WORK INSTRUCTION: Print this span of the material below exactly: the line with "PR #638, opened 2021-08-11", the line with "TCP_NODELAY, &one, sizeof(one));", and every line between them, but nothing else.

DATA PROVIDED:
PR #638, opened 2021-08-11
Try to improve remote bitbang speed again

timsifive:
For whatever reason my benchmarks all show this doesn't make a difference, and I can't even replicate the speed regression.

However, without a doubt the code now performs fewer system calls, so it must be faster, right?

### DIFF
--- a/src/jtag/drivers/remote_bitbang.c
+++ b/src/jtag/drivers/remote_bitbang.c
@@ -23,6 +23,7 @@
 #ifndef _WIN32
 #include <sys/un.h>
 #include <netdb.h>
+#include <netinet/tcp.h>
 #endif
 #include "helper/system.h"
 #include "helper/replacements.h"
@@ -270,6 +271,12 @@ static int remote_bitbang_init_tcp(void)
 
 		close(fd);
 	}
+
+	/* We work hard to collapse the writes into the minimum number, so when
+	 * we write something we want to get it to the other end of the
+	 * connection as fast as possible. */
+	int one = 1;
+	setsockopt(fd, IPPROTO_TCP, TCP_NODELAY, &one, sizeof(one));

--

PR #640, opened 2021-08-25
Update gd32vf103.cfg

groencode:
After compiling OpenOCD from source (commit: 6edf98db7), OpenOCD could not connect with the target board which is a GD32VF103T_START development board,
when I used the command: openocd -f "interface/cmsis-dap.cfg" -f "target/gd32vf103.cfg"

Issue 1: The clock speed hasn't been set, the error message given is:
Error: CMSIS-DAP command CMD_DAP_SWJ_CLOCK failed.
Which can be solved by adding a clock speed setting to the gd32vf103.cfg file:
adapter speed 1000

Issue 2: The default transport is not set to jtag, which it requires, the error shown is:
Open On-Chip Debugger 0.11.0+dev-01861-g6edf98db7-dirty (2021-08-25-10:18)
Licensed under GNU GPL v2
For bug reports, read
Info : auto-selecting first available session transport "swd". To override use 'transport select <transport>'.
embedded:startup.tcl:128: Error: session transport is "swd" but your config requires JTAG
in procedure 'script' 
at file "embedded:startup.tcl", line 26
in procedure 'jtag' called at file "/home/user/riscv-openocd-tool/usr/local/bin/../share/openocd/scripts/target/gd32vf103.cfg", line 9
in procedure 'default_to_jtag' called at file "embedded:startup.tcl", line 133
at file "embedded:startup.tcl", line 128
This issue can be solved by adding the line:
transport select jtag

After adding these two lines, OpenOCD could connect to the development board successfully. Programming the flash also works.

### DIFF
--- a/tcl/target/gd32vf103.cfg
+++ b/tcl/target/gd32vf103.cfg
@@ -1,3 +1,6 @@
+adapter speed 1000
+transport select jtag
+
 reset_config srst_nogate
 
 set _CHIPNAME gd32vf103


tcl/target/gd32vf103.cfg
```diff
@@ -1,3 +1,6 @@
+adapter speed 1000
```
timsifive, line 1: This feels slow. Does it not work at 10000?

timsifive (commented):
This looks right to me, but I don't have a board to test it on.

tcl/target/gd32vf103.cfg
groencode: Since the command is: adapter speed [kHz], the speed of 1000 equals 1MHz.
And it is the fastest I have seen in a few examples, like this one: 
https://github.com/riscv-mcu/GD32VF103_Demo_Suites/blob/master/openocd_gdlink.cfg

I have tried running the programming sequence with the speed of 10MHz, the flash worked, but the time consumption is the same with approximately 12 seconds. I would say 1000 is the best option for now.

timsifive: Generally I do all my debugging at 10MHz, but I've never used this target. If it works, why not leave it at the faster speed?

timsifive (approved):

COMPLETED EXERCISE:
PR #638, opened 2021-08-11
Try to improve remote bitbang speed again

timsifive:
For whatever reason my benchmarks all show this doesn't make a difference, and I can't even replicate the speed regression.

However, without a doubt the code now performs fewer system calls, so it must be faster, right?

### DIFF
--- a/src/jtag/drivers/remote_bitbang.c
+++ b/src/jtag/drivers/remote_bitbang.c
@@ -23,6 +23,7 @@
 #ifndef _WIN32
 #include <sys/un.h>
 #include <netdb.h>
+#include <netinet/tcp.h>
 #endif
 #include "helper/system.h"
 #include "helper/replacements.h"
@@ -270,6 +271,12 @@ static int remote_bitbang_init_tcp(void)
 
 		close(fd);
 	}
+
+	/* We work hard to collapse the writes into the minimum number, so when
+	 * we write something we want to get it to the other end of the
+	 * connection as fast as possible. */
+	int one = 1;
+	setsockopt(fd, IPPROTO_TCP, TCP_NODELAY, &one, sizeof(one));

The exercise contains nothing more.